立ちはだかる言語の壁を超えるため

みなさん突然ですが、難民キャンプにおいて、私たちボランティアは難民とどの言語で会話していると思いますか?

以下の選択肢から選んでみてください!

1. 英語
2. アラビア語やクルド語やファルシー語(総じて難民が話す言葉)
3. 身振り手振り
4. お互い何を言っているのか分からないけど、なんか通じている

 

 

(チッチッチッチ)

(チッチッチッチ)

(チッチッチッチ………チーン!!!)

 

 

正解は、全部です
つまり、通訳がいる場合は別として、ボランティアと難民の間ではかなり複雑な会話模様が展開されています。

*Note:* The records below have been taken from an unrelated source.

PR #525, opened 2020-10-07
Update to annotation provider in EMBL/GenBank files

james-monkeyshines:
## Description
We used to have a meta_key, `provider.name` (and an associated `provider.url`), but this did not allow us to capture the fact that sometimes the assembly needs to be credited to one provider, and the gene annotation to another. Vertebrate databases used the field to indicate the annotation provider, and non-vertebrates used it for the assembly provider. To better represent these use cases, `provider.name` was replaced by two new meta_keys, `assembly.provider_name` and `annotation.provider_name` (https://www.ebi.ac.uk/panda/jira/browse/ENSINT-361).

In the comments of EMBL and GenBank files, the `provider.name` was formerly used to indicate the source of the annotation; this was replaced by `assembly.provider_name` in a previous PR (#506), but it would be more accurate to use `annotation.provider_name`, and only if that is undefined, fall back to `assembly.provider_name`.

Further, since an annotation can have multiple providers, it is good to list them all, rather than select one to include in the comments.

## Use case
For vertebrates, this change does not make much difference, because `assembly.provider_name` is typically not defined, so the code falls back to the generic 'Ensembl' in any case. But for non-vertebrates, which are typically annotated by non-Ensembl groups, this allows for more accurate attribution.

## Benefits
Better attribution for annotation in ftp files.

## Possible Drawbacks
None I can think of.

## Testing
Yes

Pass

Yes

### DIFF
--- a/modules/Bio/EnsEMBL/Utils/SeqDumper.pm
+++ b/modules/Bio/EnsEMBL/Utils/SeqDumper.pm
@@ -476,34 +476,8 @@ sub dump_embl {
   #References (we are not dumping refereneces)
   #Database References (we are not dumping these)
 
-  #Get annotation source 
-  my @providers = ();
-  my @provider_urls = ();
-
-  foreach ( @{$meta_container->list_value_by_key('annotation.provider_name')} ) {
-    push @providers, $_ if $_ ne '';
-  }
-  foreach ( @{$meta_container->list_value_by_key('annotation.provider_url')} ) {
-    push @provider_urls, $_ if $_ ne '';
-  }
-  if ( ! scalar(@providers) ) {
-    foreach ( @{$meta_container->list_value_by_key('assembly.provider_name')} ) {
-      push @providers, $_ if $_ ne '';
-    }
-    foreach ( @{$meta_container->list_value_by_key('assembly.provider_url')} ) {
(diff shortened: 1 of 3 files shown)


nwillhoft (changes requested):
Hi @james-monkeyshines , 

These changes look really useful in providing the accurate annotation and assembly metadata. I only have a couple of suggestions from looking through the code.

Could the new code that gets the annotation source information in `dump_embl()` and `dump_genbank()` be refactored into a new subroutine? For example, the lines 480-504/688-711 appear to be duplicated and could be refactored into one subroutine that returns the `@providers` and `@providers_urls` variables.

Another suggestion would be to add tests for 'assembly.provider_name' and 'assembly.provider_url' as this looks as though it would boost the coveralls coverage stats.

Thanks,
Natalie

ameya1981:
Hi @james-monkeyshines , the cpanfile may need an addition for Module::Refresh for the tests.

ameya1981 (approved):
Changes made are passing the tests. annotation.* keys get added to the meta table.

nwillhoft (approved):
New code refactored into new subroutine, and new tests added to increase testing coverage. Tests are passing the build.

PR #527, opened 2020-10-16
Create chromosome alias in CoordSystem object

nwillhoft:
## Description

As described in [JIRA ticket ENSCORESW-3021](https://www.ebi.ac.uk/panda/jira/browse/ENSCORESW-3021), sequence assembly data has changed in format in recent years, resulting in recent databases having only a single 'primary_assembly' coordinate system. This is compared to older assembly data with multiple coordinate systems including: 'chromosome', 'contig', 'scaffold'.

## Use case

Currently, a coordinate system named 'chromosome' may not exist in an Ensembl database, due to a change in sequence assembly formatting in databases created in the last few years. Examples include the Parus major and Clupea harengus databases, which contain a single coordinate system named 'primary_assembly'. If a user requests a chromosome slice object and there is no explicitly-named chromosome coordinate system in the query database, this new feature uses karyotype-based attributes in the database to identify a coordinate system to add an appropriate ('chromosome') alias to.

## Benefits

Where an Ensembl Core species database does not have coordinate system named chromosome, this code will create an alias to the appropriate coordinate system when a user requests a chromosome slice object, as long as the requested name has associated karyotype attributes.

## Possible Drawbacks

Once the tests have been updated (as mentioned below), there are no drawbacks that I can think of.

## Testing

Yes, tests have been added to `coordSystem.t`.

The tests in `coordSystem.t` pass.

The test suite is passing in the Travis-CI build.

### DIFF
--- a/modules/Bio/EnsEMBL/CoordSystem.pm
+++ b/modules/Bio/EnsEMBL/CoordSystem.pm
@@ -184,6 +184,10 @@ sub new {
     throw('The RANK argument must be a positive integer');
   }
 
+  if ( defined($alias_to) ) {
+    throw("The ALIAS_TO argument can only be defined as 'chromosome'") unless $alias_to eq "chromosome";
+  }
+
   $self->{'version'}        = $version;
   $self->{'name'}           = $name;
   $self->{'top_level'}      = $top_level;
@@ -393,6 +397,9 @@ sub rank {
 
 sub alias_to {
   my ($self, $alias_to) = @_;
+  if (defined($alias_to)) {
+    throw("The alias can only be set to 'chromosome'") unless $alias_to eq "chromosome";
+  }
   $self->{'alias_to'} = $alias_to if defined $alias_to;
   return $self->{'alias_to'};
 }
--- a/modules/Bio/EnsEMBL/CoordSystem.pm
+++ b/modules/Bio/EnsEMBL/CoordSystem.pm
@@ -110,6 +110,8 @@ use vars qw(@ISA);
                              coordinate system
                -ADAPTOR   - (optional) The adaptor which provides database
                             interaction for this object
+               -ALIAS_TO  - (optional) Sets an alias for a coordsystem. If set 
+                            it should only be set to 'chromosome'
   Example    : $cs = Bio::EnsEMBL::CoordSystem->new(-NAME    => 'chromosome',
                                                     -VERSION => 'NCBI33',
                                                     -RANK    => 1,
--- a/modules/Bio/EnsEMBL/CoordSystem.pm
+++ b/modules/Bio/EnsEMBL/CoordSystem.pm
@@ -132,10 +132,11 @@ sub new {
 
   my $self = $class->SUPER::new(@_);
 
-  my ( $name, $version, $top_level, $sequence_level, $default, $rank ) =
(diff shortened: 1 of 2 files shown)


nwillhoft:
The test suite is passing when run by travis-ci. As various tests failed when I ran the test suite locally, I need to check how my local environment differs to that used by travis-ci.

magaliruffier:
Two areas to investigate regarding the tests:
- patches and other alternative regions have chromosome as a coordinate system but are flagged as alternative with an entry in the assembly exception table
It might be worth checking whether the alias fetching SQL needs to be updated to deal with these
- some tests can run fine on their own, but fail when the whole test suite is run.
When the whole test suite is run, test databases are re-used between tests rather than created from scratch
If any of the tests adds/updates data, this can affect downstream tests

nwillhoft:
> Two areas to investigate regarding the tests:
> 
> * patches and other alternative regions have chromosome as a coordinate system but are flagged as alternative with an entry in the assembly exception table
>   It might be worth checking whether the alias fetching SQL needs to be updated to deal with these
> * some tests can run fine on their own, but fail when the whole test suite is run.
>   When the whole test suite is run, test databases are re-used between tests rather than created from scratch
>   If any of the tests adds/updates data, this can affect downstream tests

Thanks mag. I believe the failed tests I saw locally were due to your second point of test dbs being re-used because if I only run the tests in `assemblyException.t`, they all pass as expected.

modules/Bio/EnsEMBL/CoordSystem.pm
```diff
@@ -132,10 +132,11 @@ sub new {
 
   my $self = $class->SUPER::new(@_);
 
-  my ( $name, $version, $top_level, $sequence_level, $default, $rank ) =
+  my ( $name, $version, $top_level, $sequence_level, $default, $rank, $alias_to ) =
```
ens-bwalts, line 135: Add the -ALIAS_TO option to the documentation

ens-bwalts (changes requested):

mira13:
Please check and if needed add appropriate changes to coordinate system apadtor that creates, removes and updates coordinatesystem object, to also support alias_to

mira13 (changes requested):
Please update CoordinateSystemAdaptor store/update/remove methods if needed to support new field.

nwillhoft:
> Please update CoordinateSystemAdaptor store/update/remove methods if needed to support new field.

Thanks @mira13 . I've discussed this with @ens-bwalts and alias-related changes to the database are currently planned for a future date. For this current feature we've been working on updating the CoordSystem and SliceAdaptor objects, and will include your suggestions in a plan to update database schema changes etc. at a future date.

mira13:
@nwillhoft it can happen that current changes will be merged in current release, and future planned - not. It is a bug in release.

nwillhoft:
Have discussed database schema updates with @magaliruffier and @ens-bwalts. They have decided that the database schema will need updating at a future date and have approved the scope of the current changes (i.e. code changes to modify CoordSystem objects). @mira13 's point needs keeping in mind - that users might file bug reports if they find a new alias field in the code and expect to find it in the database (but it's not there).

nwillhoft:
Will add in more checks to ensure users can only create an alias called 'chromosome'.

mira13 (approved):

ens-bwalts (approved):
Changes as requested

PR #531, opened 2020-10-20
Fix error msg, to avoid DBI error on connection error

mira13:
## Description

Change error msg: don't propose install DBI if it is just connection problem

中東やアジアからの難民の中で、英語を話せる人は若者の内でもほぼ一握りしかおらず、そうかと言ってボランティアの方でも、アラビア語やクルド語といった複雑な言語を話せる人は、そこの地域の出身者という人以外まずほとんどいません。

ボランティアの中では、その日の配給物の名前や、”終わり!(ハラス)”や、”公平に(アドール)”などの必要な言葉はすぐに覚えられて、使ってはいるのですが、あとは身振り手振りや、絶対分からないと思いつつも英語で必死にこちらはしゃべり、向うはアラビア語で必死に返すという、冷静になって見るとかなり笑える状況が毎日繰り広げられています。(ただもう一度言いますが、両者とも真面目で、必死です)。

つまり、あれですね。基本幼稚園児以下の会話レベルでいつも配給を乗り切っています。
通訳の方がいるありがたさって、こういう時にひしひしと感じるものなんです。

しかし、そんな状況で、イドメニにいるボランティアたちが、ボランティア用、そして難民用のフレーズブックを作成してくれました!
Refugee Phrasebook

こちらの言語シートには、英語ドイツ語を始め、バルカン諸国の言葉や、難民たちの言語である、クルド語ダリ語(アフガン人の言語)バングラ語(アジアにいるイスラム系住民が話す言語)アラビア語など幅広い言語が収められています。

 

そして私たち「和の手を世界に」では、このフレーズブックをもとに、さらにドイツにいるシリア難民に協力をしてもらい、アラビア語をもう一度添削しなおし、日本人用のフレーズブックを作成しました!

こちらがそのPDFファイルになります。

volunteer phrasebook

自分も実際に現地に行って難民支援をしたいと考えている方、ぜひこの日本人版フレーズブックを持って、難民たちを助けてあげてください。
それ以外でも、中東の言葉に興味があり、見てみたいという方、ぜひ目を通してみてください。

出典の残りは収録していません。